Это был тип, наверное, уже сорока лет, если не больше. А может, и двадцати девяти, – я плохо определяю возраст. Толстенький, смуглокожий, со взъерошенными, потными волосами, ужасно некрасивый, в поношенной клетчатой рубашке. Не везёт, так не везёт!
– А можно, я с вами сяду?
– Пожалуйста!
– Вы не закурите? Не курите? А я тогда закурю, позволите?
– Пожалуйста!
– А пиво не пьёте?
– Нет.
Не буду врать, что никогда не пробовала лёгкого и тяжёлого алкоголя, но у меня не было друзей, с которыми я могла бы предаваться сим занятиям.
– А ведь я к вам пристаю!
– Ну и что? Я ведь уйти могу.
– И правда… – словно сделал великое открытие мой собеседник. – А можно с вами познакомиться?
– А зачем?
Я же нахожусь в очень опасном «изголодавшемся» состоянии, когда на безрыбье и рак – рыба. Хотя рак – очень дорогой и ценный продукт, чего не скажешь о моём новом знакомом.
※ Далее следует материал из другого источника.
PR #174, opened 2025-03-27
server: Add get image data provider endpoint

kavehshahedi:
### What it does

Following the introduction of configurable reports data providers, the trace server can now face a new data provider type for image providers (i.e., "IMAGE"). This commit introduces the required endpoint for fetching the images from the trace server based on the given configurable output id.

### How to test

In order to fetch a specific image output from the server, you can send a `GET` request with the following structure:

`/tsp/api/experiments/EXP-ID/outputs/image/IMAGE-OUTPUT-ID`

### Follow-ups
1. Proper unit tests should be implemented
2. Front-end products should follow this endpoint for fetching the images

### Review checklist

### DIFF
--- a/callstack/org.eclipse.tracecompass.incubator.analysis.core/src/org/eclipse/tracecompass/incubator/analysis/core/reports/ImageReportDataProvider.java
+++ b/callstack/org.eclipse.tracecompass.incubator.analysis.core/src/org/eclipse/tracecompass/incubator/analysis/core/reports/ImageReportDataProvider.java
@@ -118,7 +118,7 @@ public class ImageReportDataProvider implements IReportDataProvider {
                 .setId(configuration.getId())
                 .setName(configuration.getName())
                 .setDescription(configuration.getDescription())
-                .setProviderType(ProviderType.NONE)
+                .setProviderType(ProviderType.IMAGE)
                 .setConfiguration(configuration)
                 .setCapabilities(new DataProviderCapabilities.Builder().setCanDelete(true).build())
                 .build();
--- a/trace-server/org.eclipse.tracecompass.incubator.trace.server.jersey.rest.core/src/org/eclipse/tracecompass/incubator/internal/trace/server/jersey/rest/core/services/DataProviderService.java
+++ b/trace-server/org.eclipse.tracecompass.incubator.trace.server.jersey.rest.core/src/org/eclipse/tracecompass/incubator/internal/trace/server/jersey/rest/core/services/DataProviderService.java
@@ -35,6 +35,7 @@ import static org.eclipse.tracecompass.incubator.internal.trace.server.jersey.re
 import static org.eclipse.tracecompass.incubator.internal.trace.server.jersey.rest.core.services.EndpointConstants.EXP_UUID;
 import static org.eclipse.tracecompass.incubator.internal.trace.server.jersey.rest.core.services.EndpointConstants.FILTER_QUERY_PARAMETERS;
 import static org.eclipse.tracecompass.incubator.internal.trace.server.jersey.rest.core.services.EndpointConstants.FILTER_QUERY_PARAMETERS_EX;
+import static org.eclipse.tracecompass.incubator.internal.trace.server.jersey.rest.core.services.EndpointConstants.IMG;
 import static org.eclipse.tracecompass.incubator.internal.trace.server.jersey.rest.core.services.EndpointConstants.INDEX;
 import static org.eclipse.tracecompass.incubator.internal.trace.server.jersey.rest.core.services.EndpointConstants.INDEX_EX;
 import static org.eclipse.tracecompass.incubator.internal.trace.server.jersey.rest.core.services.EndpointConstants.INVALID_PARAMETERS;
@@ -74,6 +75,9 @@ import static org.eclipse.tracecompass.incubator.internal.trace.server.jersey.re
 import static org.eclipse.tracecompass.incubator.internal.trace.server.jersey.rest.core.services.EndpointConstants.VTB;
 import static org.eclipse.tracecompass.incubator.internal.trace.server.jersey.rest.core.services.EndpointConstants.X_Y;
 
+import java.io.File;
+import java.io.IOException;
+import java.nio.file.Files;
 import java.util.ArrayList;
 import java.util.Collection;
 import java.util.Collections;
@@ -1098,6 +1102,70 @@ public class DataProviderService {
             TmfModelResponse<?> treeResponse = provider.fetchTree(params, null);
             Object model = treeResponse.getModel();
             return Response.ok(model instanceof TmfTreeModel ? new TmfModelResponse<>(new TreeModelWrapper((TmfTreeModel<@NonNull ITmfTreeDataModel>) model), treeResponse.getStatus(), treeResponse.getStatusMessage()) : treeResponse).build();
+        }
+    }
+
+    /**
+     * Query the provider for an image-based data provider
+     *
+     * @param expUUID
+     *            desired experiment UUID
+     * @param outputId
+     *            Output ID for the data provider to query
+     * @return {@link Response} with the corresponding image
+     */
+    @GET
+    @Path("/image/{outputId}")
+    @Tag(name = IMG)
+    @Produces({ MediaType.APPLICATION_OCTET_STREAM, MediaType.APPLICATION_JSON })
+    @Operation(summary = "API to get an image", responses = {
+            @ApiResponse(responseCode = "200", description = "Returns the image file", content = @Content(mediaType = "application/octet-stream")),
+            @ApiResponse(responseCode = "400", description = MISSING_PARAMETERS, content = @Content(schema = @Schema(implementation = String.class))),
+            @ApiResponse(responseCode = "404", description = PROVIDER_NOT_FOUND, content = @Content(schema = @Schema(implementation = String.class))),
+            @ApiResponse(responseCode = "500", description = "Error reading the image file", content = @Content(schema = @Schema(implementation = String.class)))
+    })
+    public Response getImage(
+            @Parameter(description = EXP_UUID) @PathParam("expUUID") UUID expUUID,
+            @Parameter(description = OUTPUT_ID) @PathParam("outputId") String outputId) {
+
+        if (outputId == null) {
+            return Response.status(Status.BAD_REQUEST).entity(MISSING_OUTPUTID).build();
+        }
+
+        TmfExperiment experiment = ExperimentManagerService.getExperimentByUUID(expUUID);
+        if (experiment == null) {
+            return Response.status(Status.NOT_FOUND).entity(NO_SUCH_TRACE).build();
+        }
+
+        IDataProviderDescriptor descriptor = getDescriptor(experiment, outputId);
+        if (descriptor == null || descriptor.getType() != ProviderType.IMAGE) {
+            return Response.status(Status.NOT_FOUND).entity(NO_SUCH_PROVIDER).build();
+        }
+
+        ITmfConfiguration config = descriptor.getConfiguration();
+        if (config == null) {
+            return Response.status(Status.NOT_FOUND).entity("No configuration found for this provider").build(); //$NON-NLS-1$
+        }
+
+        String imagePath = (String) config.getParameters().get("path"); //$NON-NLS-1$
+        if (imagePath == null) {
+            return Response.status(Status.NOT_FOUND).entity("Image path not found in configuration").build(); //$NON-NLS-1$
+        }
+
+        File imageFile = new File(imagePath);
+        if (!imageFile.exists() || !imageFile.isFile()) {
+            return Response.status(Status.NOT_FOUND).entity("Image file not found").build(); //$NON-NLS-1$
+        }
+
+        try {
+            String contentType = Files.probeContentType(imageFile.toPath());
+            if (contentType == null) {
+                contentType = MediaType.APPLICATION_OCTET_STREAM;
+            }
+
+            return Response.ok(imageFile, contentType).build();
+        } catch (IOException e) {
+            return Response.status(Status.BAD_REQUEST).entity(e.getMessage()).build();
         }
     }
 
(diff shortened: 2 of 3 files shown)


trace-server/org.eclipse.tracecompass.incubator.trace.server.jersey.rest.core/src/org/eclipse/tracecompass/incubator/internal/trace/server/jersey/rest/core/services/DataProviderService.java
```diff
@@ -1101,6 +1105,70 @@ private Response getTree(UUID expUUID, String outputId, QueryParameters queryPar
...
+     * Query the provider for an image-based data provider
+     *
+     * @param expUUID
+     *            desired experiment UUID
+     * @param outputId
+     *            Output ID for the data provider to query
+     * @return {@link Response} with the corresponding image
+     */
+    @GET
+    @Path("/image/{outputId}")
```
bhufmann, line 1118: I'm debating with myself it this is the right endpoint. `/image/` for images per experiment. We would we have then other endpoints for other types, e.g. `/pdf/` or `/html` (multipart) or others.  See also comment on 
https://github.com/eclipse-tracecompass/org.eclipse.tracecompass/pull/242#issuecomment-2783260628

trace-server/org.eclipse.tracecompass.incubator.trace.server.jersey.rest.core/src/org/eclipse/tracecompass/incubator/internal/trace/server/jersey/rest/core/services/DataProviderService.java
```diff
@@ -1101,6 +1105,83 @@ private Response getTree(UUID expUUID, String outputId, QueryParameters queryPar
...
+     * @param expUUID
+     *            desired experiment UUID
+     * @param outputId
+     *            Output ID for the data provider to query
+     * @return {@link Response} with the corresponding report data
+     */
+    @GET
+    @Path("/report/{outputId}")
+    @Tag(name = RPT)
+    @Produces({ MediaType.APPLICATION_OCTET_STREAM, MediaType.APPLICATION_JSON })
```
bhufmann, line 1122: Do we need MediaType.APPLICATION_JSON? In what cases will it return a JSON reply?

trace-server/org.eclipse.tracecompass.incubator.trace.server.jersey.rest.core/src/org/eclipse/tracecompass/incubator/internal/trace/server/jersey/rest/core/services/DataProviderService.java
```diff
@@ -1101,6 +1105,83 @@ private Response getTree(UUID expUUID, String outputId, QueryParameters queryPar
...
+    @Operation(summary = "API to get an image", responses = {
+            @ApiResponse(responseCode = "200", description = "Returns the image file", content = @Content(mediaType = "application/octet-stream")),
```
bhufmann, line 1124: This implies that it's always an image. It should be more generic

trace-server/org.eclipse.tracecompass.incubator.trace.server.jersey.rest.core/src/org/eclipse/tracecompass/incubator/internal/trace/server/jersey/rest/core/services/DataProviderService.java
```diff
@@ -1101,6 +1105,83 @@ private Response getTree(UUID expUUID, String outputId, QueryParameters queryPar
...
+            @ApiResponse(responseCode = "400", description = MISSING_PARAMETERS, content = @Content(schema = @Schema(implementation = String.class))),
+            @ApiResponse(responseCode = "404", description = PROVIDER_NOT_FOUND, content = @Content(schema = @Schema(implementation = String.class))),
```
bhufmann, line 1126: There needs to be a different description string because the error also could be for the unknown sub-type.

trace-server/org.eclipse.tracecompass.incubator.trace.server.jersey.rest.core/src/org/eclipse/tracecompass/incubator/internal/trace/server/jersey/rest/core/services/DataProviderService.java
```diff
@@ -1101,6 +1105,83 @@ private Response getTree(UUID expUUID, String outputId, QueryParameters queryPar
...
+        if (descriptor == null || descriptor.getType() != ProviderType.REPORT) {
+            return Response.status(Status.NOT_FOUND).entity(NO_SUCH_PROVIDER).build();
+        }
+
+        ProviderType reportType = descriptor.getSubType();
+        if (reportType == null) {
+            return Response.status(Status.NOT_FOUND).entity(NO_SUCH_PROVIDER).build();
+        }
+
+        ITmfConfiguration config = descriptor.getConfiguration();
```
bhufmann, line 1152: We have an issue here. The report is a customization for a that is specific for the Trace Compass server and won't exists in other server implementation. This endpoint needs to be independent from it. 

This endpoint queries a specific data provider and this data provider has to know what it supposed to return in this endpoint, so the path should come from the data provider.

MatthewKhouzam (approved):
LGTM

image


You need to add the depends on pull request from mainline.

trace-server/org.eclipse.tracecompass.incubator.trace.server.jersey.rest.core/src/org/eclipse/tracecompass/incubator/internal/trace/server/jersey/rest/core/services/DataProviderService.java
```diff
@@ -1101,6 +1105,87 @@ private Response getTree(UUID expUUID, String outputId, QueryParameters queryPar
...
+     * @param expUUID
+     *            desired experiment UUID
+     * @param outputId
+     *            Output ID for the data provider to query
+     * @return {@link Response} with the corresponding report data
+     */
+    @GET
+    @Path("/report/{outputId}")
+    @Tag(name = RPT)
+    @Produces({MediaType.APPLICATION_OCTET_STREAM, MediaType.TEXT_HTML, MediaType.TEXT_PLAIN })
```
bhufmann, line 1122: In you report related code, you call `Files.probeContentType` which will return `image/jpg` (for example). Will that work?

trace-server/org.eclipse.tracecompass.incubator.trace.server.jersey.rest.core/src/org/eclipse/tracecompass/incubator/internal/trace/server/jersey/rest/core/services/DataProviderService.java
```diff
@@ -1101,6 +1105,87 @@ private Response getTree(UUID expUUID, String outputId, QueryParameters queryPar
...
+            if (reportResponse.getStatus() != ITmfResponse.Status.COMPLETED) {
+                return Response.status(Status.INTERNAL_SERVER_ERROR).entity(reportResponse.getStatusMessage()).build();
+            }
+
+            TmfDataProviderConfigurationDataModel responseModel = reportResponse.getModel();
+            if (responseModel == null) {
+                return Response.status(Status.NOT_FOUND).entity("Report data model not found").build(); //$NON-NLS-1$
+            }
+
+            return Response.ok(responseModel.getContent(), responseModel.getContentType()).build();
```
bhufmann, line 1181: For images, responseModel.getContent() returns a object of type `File`.  The content type will be determined by `Files.probeContentType()` which could return `image/jpg` or `image/svg` or if it can't be determined it will be `application/octet-stream`. I'm clear what will happen in each case and how a FE client can handle that.

kavehshahedi: Now the endpoint is producing `MediaType.WILD_CARD` to ensure any MIME data can be handled. The `responseModel.getContentType` would be responsible for indicating the output type (e.g., `image/jpg`).
The FE client should handle the output based on the response's headers that indicate the output type.

trace-server/org.eclipse.tracecompass.incubator.trace.server.jersey.rest.core/src/org/eclipse/tracecompass/incubator/internal/trace/server/jersey/rest/core/services/DataProviderService.java
```diff
@@ -1101,6 +1105,87 @@ private Response getTree(UUID expUUID, String outputId, QueryParameters queryPar
...
+        if (descriptor.getType() != ProviderType.MIME) {
+            return Response.status(Status.NOT_FOUND).entity("The requested output is not a MIME report").build(); //$NON-NLS-1$"
+        }
+
+        ITmfConfiguration config = descriptor.getConfiguration();
+        if (config == null) {
+            return Response.status(Status.NOT_FOUND).entity(NO_SUCH_CONFIGURATION).build();
+        }
+
+        IDataProviderFactory factory = manager.getFactory(REPORTS_FACTORY_ID);
```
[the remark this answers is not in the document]
kavehshahedi: Here, I tried to decouple this endpoint from `REPORTS_FACTORY_ID` by using the given output's id in the endpoint. However, the issue is that, except for `ReportsDataProviderFactory`, no other report data provider classes are inheriting the `IDataProviderFactory`. Hence, when loading the available factories in the startup, the report-based data providers whose ID is not `REPORTS_FACTORY_ID` would not be recognized as a factory. 

As the `ReportsDataProviderFactory` class is responsible for handling the entire pipeline of reports, I guess we might need to keep the structure as is. Also, the endpoint is specifically for getting report data, which makes it suitable for using the `REPORTS_FACTORY_ID` in it, although in some cases, the user might not have installed this plugin. 

What do you think of this?

trace-server/org.eclipse.tracecompass.incubator.trace.server.jersey.rest.core/src/org/eclipse/tracecompass/incubator/internal/trace/server/jersey/rest/core/services/DataProviderService.java
bhufmann: How, will it work? Clients could ask for e.g. applicationt/pdf and the endpoint will allow it because of the wildcard but then the implementation won't be able to create a PDF but an image instead. I'm not clear about the procedure and header negotiation yet.

trace-server/org.eclipse.tracecompass.incubator.trace.server.jersey.rest.core/src/org/eclipse/tracecompass/incubator/internal/trace/server/jersey/rest/core/services/DataProviderService.java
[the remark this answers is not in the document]
kavehshahedi: I guess that's fine. Since the endpoint is only for this specific DP, in case of missing (e.g., not being installed), we can tell the user that it's not installed as a plug-in. wdyt?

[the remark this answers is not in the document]
bhufmann: > I guess that's fine. Since the endpoint is only for this specific DP, in case of missing (e.g., not being installed), we can tell the user that it's not installed as a plug-in. wdyt?

That's not really an option. Users cannot install plug-ins. Trace server applications are pre-build.

trace-server/org.eclipse.tracecompass.incubator.trace.server.jersey.rest.core/src/org/eclipse/tracecompass/incubator/internal/trace/server/jersey/rest/core/services/DataProviderService.java
kavehshahedi: So, basically, the client can ask only based on the report type. For instance, the client only knows that it's an image, but doesn't know if it's a JPG or PNG or SVG. The endpoint then fetches the DP data, and returns the output with a specific content type, which can be image/jpg or image/png or etc. This information is provided in the response's headers as the content type (I have checked it already).
So, it would be the responsibility of the FE to properly show the image in the output based on the response's content type.

callstack/org.eclipse.tracecompass.incubator.analysis.core/src/org/eclipse/tracecompass/incubator/analysis/core/reports/ImageReportDataProvider.java
```diff
@@ -33,17 +36,22 @@
...
+import org.eclipse.tracecompass.tmf.core.response.TmfModelResponse;
 import org.eclipse.tracecompass.tmf.core.trace.ITmfTrace;
 
 /**
  * Handler for image-specific report configurations
  *
  * @author Kaveh Shahedi
  */
-public class ImageReportDataProvider implements IReportDataProvider {
+public class ImageReportDataProvider implements IReportDataProvider, IDataProviderFactory {
```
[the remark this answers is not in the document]
kavehshahedi: You are absolutely right. I was working around with this `IDataProiderFactory` to see how we can solve the `manager.getFactory()` issue in the `DataProviderService` class, but I forgot to remove it in the end from the class. I will fix it.

bhufmann:
Please pay attention to PR #188 where the o.e.tc.incubator.analysis.* plug-ins are move to the analysis folder, in order to remove the callstack folder after cleaning-up that folder (#185). You will have re-import the plug-ins to your development environment and apply your report related changes there..

PR #1709, opened 2020-01-17
Wip/hughsie/fwupdtool metadata

hughsie:


src/fu-tool.c
```diff
@@ -1599,6 +1599,35 @@ fu_util_get_history (FuUtilPrivate *priv, gchar **values, GError **error)
...
+	if (!fu_util_start_engine (priv, FU_ENGINE_LOAD_FLAG_NONE, error))
+		return FALSE;
+
+	remotes = fu_engine_get_remotes (priv->engine, error);
+	if (remotes == NULL)
+		return FALSE;
+	if (remotes->len == 0) {
+		/* TRANSLATORS: no repositories to download from */
+		g_print ("%s\n", _("No remotes available"));
+		return TRUE;
```
superm1: Shouldn't this return nothing to do instead?

hughsie: Probably yes. Will fix.

src/fu-tool.c
```diff
@@ -1673,15 +1673,17 @@ fu_util_get_remotes (FuUtilPrivate *priv, gchar **values, GError **error)
...
 	if (remotes == NULL)
 		return FALSE;
 	if (remotes->len == 0) {
-		/* TRANSLATORS: no repositories to download from */
-		g_print ("%s\n", _("No remotes available"));
-		return TRUE;
+		g_set_error_literal (error,
+				     FWUPD_ERROR,
+				     FWUPD_ERROR_NOTHING_TO_DO,
+				     "no remotes available");
```
superm1: it could still be a translated error though, right?

superm1:
I'd guess this is to make `fwupdtool.exe` more useful?
Other than that return code, nothing else stands out to me.

I think it's worth double checking that `fwupdtool.exe` is doing relative paths right though for `var/cache` and not dependent upon which directory you're in when you execute it.

superm1:
> /root/project/build-win32/../src/fu-engine.c:2976: undefined reference to `fu_engine_get_existing_keyring_result'

Oh, I guess that means this also need to compile Windows with GPG or PKCS as a result of this.

src/fu-tool.c
hughsie: It's not usual to translate the error domain. I think the best way to do this is provide a translation of the error code.

hughsie:
> Oh, I guess that means this also need to compile Windows with GPG or PKCS as a result of this.

That's because I forgot to remove some ifdefs in the `fu_engine_update_metadata_bytes` split -- fixed now. I think PKCS is being compiled in -- I really want to try and avoid GPG on windows if I can avoid that particular can of worms.

hughsie:
> I really want to try and avoid GPG on windows if I can avoid that particular can of worms

I'm going to enable PKCS signing on fwupd (as well as GPG) and they I think this should work.

superm1:
> I'm going to enable PKCS signing on fwupd (as well as GPG) and they I think this should work.

In general then move clients over to the PKCS as preferred then?

hughsie:
> In general then move clients over to the PKCS as preferred then?

I guess that's a question for the mailing list. I certainly have a lot more warm and fuzzy feelings about the quality of the PKCS-7 code than the GPG code. I'm tempted to just generate both detached signatures for firmware and metadata, and just change `Keyring=` in lvfs.conf locally for a few weeks to see if there are any problems.

superm1:
> I guess that's a question for the mailing list. I certainly have a lot more warm and fuzzy feelings about the quality of the PKCS-7 code than the GPG code. I'm tempted to just generate both detached signatures for firmware and metadata, and just change Keyring= in lvfs.conf locally for a few weeks to see if there are any problems.

Unfortunately that means redoing "all" the CAB files at LVFS though doesn't it?

hughsie:
> Unfortunately that means redoing "all" the CAB files at LVFS though doesn't it?

That's a good question. `fu_keyring_get_release_flags()` looks in the metainfo.xml file inside the archive, and adds "asc", "p7b", "p7c" as signatures in that order. So existing firmware with GPG signatures will continue to work, as it's choosing GPG over PKCS-7. Only people compiling without GPG will actually use the PKCS-7 signatures. Given that fwupd.org has always been signing with GPG that's probably a good default.

As to if it makes sense to resign the existing firmware, that's a very good question. We might have a scenario in the future where the signing key changes (e.g. private key leaked by hackers, or the more plausible, signing key expired) so it probably makes sense to at least have the machinery in place to resign everything with the new configured keys.

Where this gets complicated is that firmware would then have multiple `checksum_signed_sha1` values, and in theory reports could be uploaded with the old or new checksum which we'd need to match against the `Firmware` object. I guess it would be unusual to be using a locally downloaded .cab file rather than just letting fwupdmgr/gnome-software get the new file, but not completely mad. I'm not sure how much we care about this given that this isn't something that would happen very often.

superm1:
>That's a good question. fu_keyring_get_release_flags() looks in the metainfo.xml file inside the archive, and adds "asc", "p7b", "p7c" as signatures in that order. So existing firmware with GPG signatures will continue to work, as it's choosing GPG over PKCS-7. Only people compiling without GPG will actually use the PKCS-7 signatures. Given that fwupd.org has always been signing with GPG that's probably a good default.

So maybe the right action is something new for fwupd to set priority of which to use first in daemon.conf like you were suggesting.

> Where this gets complicated is that firmware would then have multiple checksum_signed_sha1 values, and in theory reports could be uploaded with the old or new checksum which we'd need to match against the Firmware object. I guess it would be unusual to be using a locally downloaded .cab file rather than just letting fwupdmgr/gnome-software get the new file, but not completely mad. I'm not sure how much we care about this given that this isn't something that would happen very often.


I sort of think that a short term action should just be to sign new stuff with both, but not resign everything unless we come across a situation that we have  to.  By the time signing key expired happens, people will probably not be accessing such old firmware anymore anyway.

Old clients will keep using gpg, new clients can use pkcs7.  On a new client if a firmware isn't signed with pkcs7 it will fall back to gpg anyway.

hughsie:
> So maybe the right action is something new for fwupd to set priority of which to use first in daemon.conf like you were suggesting.

Yes, something like that makes sense I guess.

> I sort of think that a short term action should just be to sign new stuff with both

I've enabled metadata and firmware signing of both on the LVFS instance now.

> but not resign everything unless we come across a situation that we have to

Agree. I don't know if the "it doesn't work in Windows" is a valid situation.

superm1:
> Agree. I don't know if the "it doesn't work in Windows" is a valid situation.

I wouldn't worry about it.  For the 5 people that will be using this initially they can get by without signature verification of the CAB file.

PR #1714, opened 2020-01-20
Wip/hughsie/fresco

hughsie:
This is still WIP and I'm waiting back from the vendor about the FIXMEs. I thought I'd get some early review anyway.


plugins/fresco-pd/fresco-pd.quirk
```diff
@@ -0,0 +1,7 @@
+# FL7102
+[Guid=USB\VID_1D5C&PID_7102]
+Plugin = fresco_pd
+
+# FL7112
+[Guid=USB\VID_1D5C&PID_7112]
+Plugin = fresco_pd
```
superm1: Any particular reason not to just match everything that is `1D5C` vendor?  Do they make other devices too?

plugins/fresco-pd/fu-fresco-pd-firmware.c
```diff
@@ -0,0 +1,81 @@
...
+
+struct _FuFrescoPdFirmware {
+	FuFirmwareClass		 parent_instance;
+	guint8			 customer_id;
+};
+
+G_DEFINE_TYPE (FuFrescoPdFirmware, fu_fresco_pd_firmware, FU_TYPE_FIRMWARE)
+
+guint8
+fu_fresco_pd_firmware_get_project_id (FuFrescoPdFirmware *self)
```
superm1: Shouldn't this be `customer_id`?

plugins/fresco-pd/fu-fresco-pd-firmware.c
```diff
@@ -0,0 +1,81 @@
...
+	g_autofree gchar *version = NULL;
+	g_autoptr(FuFirmwareImage) img = fu_firmware_image_new (fw);
+
+	/* read version block */
+	if (!fu_memcpy_safe (ver, sizeof(ver), 0x0,	/* dst */
+			     buf, bufsz, 0x1000,	/* src */
+			     sizeof(ver), error))
+		return FALSE;
+
+	/* project ID is always the 2nd byte */
```
superm1: again using project and custom interchangably

plugins/fresco-pd/fu-fresco-pd-common.c
```diff
@@ -0,0 +1,18 @@
...
+ */
+
+#include "config.h"
+
+#include "fu-fresco-pd-common.h"
+
+gchar *
+fu_fresco_pd_version_from_buf (const guint8 ver[4])
+{
+	if (ver[3] == 1 || ver[3] == 2)
```
superm1: so the last byte is indicating order?  It seems like this version buffer is really an information blob that contains customer ID; endian order and a firmware version.  Perhaps this whole string shouldn't be exported to the `FuDevice`.  What normally shows up in release notes?  Just the 2 bytes for major and minor version?

plugins/fresco-pd/fresco-pd.quirk
hughsie: I believe other kinds of device from Fresco have a different protocol. Apparently a FrescoPd plugin was appropriate.

plugins/fresco-pd/fu-fresco-pd-firmware.c
hughsie: Good catch, thanks.

plugins/fresco-pd/fu-fresco-pd-firmware.c
hughsie: Fixed.

plugins/fresco-pd/fresco-pd.quirk
superm1: OK

plugins/fresco-pd/fu-fresco-pd-common.c
hughsie: Nah, they use it as a complete version -- e.g. `Panther_FL7102_TypeC2HDMI_DELL_V7.122.4.0_2019_1112_1652.bin` -- my guess would be it's a typo in the silicon VHDL somewhere.

hughsie: >  Do you know what device

I have literally no idea, sorry.

superm1: OK if you hear something from them about it let me know.  I'm not aware any PD controller that Dell uses from this company; especially a PD controller with a USB interface.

– Да такая девушка интересная… А мы ничего, мы трахаться сразу не пойдём.
Я, конечно же, испугалась. Но сбежать от него, обнаружив свой страх, я посчитала ниже своего достоинства. Нас же учили ещё в советской школе, что бояться – позор!
– А как вас зовут? – не отставал он.
– Афина!
– Ну, надо же, богиня войны! А я – Аркадий.
Никого ещё не встречала в реальной жизни с таким именем. Да у меня и вообще всегда было очень мало знакомых.
– А кто вы по знаку Зодиака?
– Скорпион.
– Ну, надо же! Роковая женщина!
Говорить с ним было абсолютно не о чем, разговор не клеился.
– И как же нам дальше встречаться?
Я пожала плечами.
– А пойдём сейчас в парк, покурим, выпьем пива!
Я со страху вжалась в ажурную красную скамейку.
– Нет, я не хочу никуда идти. Мне жарко очень.
– Мне тоже жарко.
Тогда я спросила его, чем он по жизни занимается.
– Да вот работаю, – гордо сказал Аркадий.
Тут я не выдержала и сбивчиво, хватаясь то за одно, то за другое, выложила этому типу всю правду о своей работе. Потому что больше же мы не увидимся!
– Так почему же ты работаешь без денег?!! – поразился Аркадий.
– Потому что мне обещают заплатить!
– Запомни: там, где тебе обещают, никогда не заплатят! – грозно сказал он.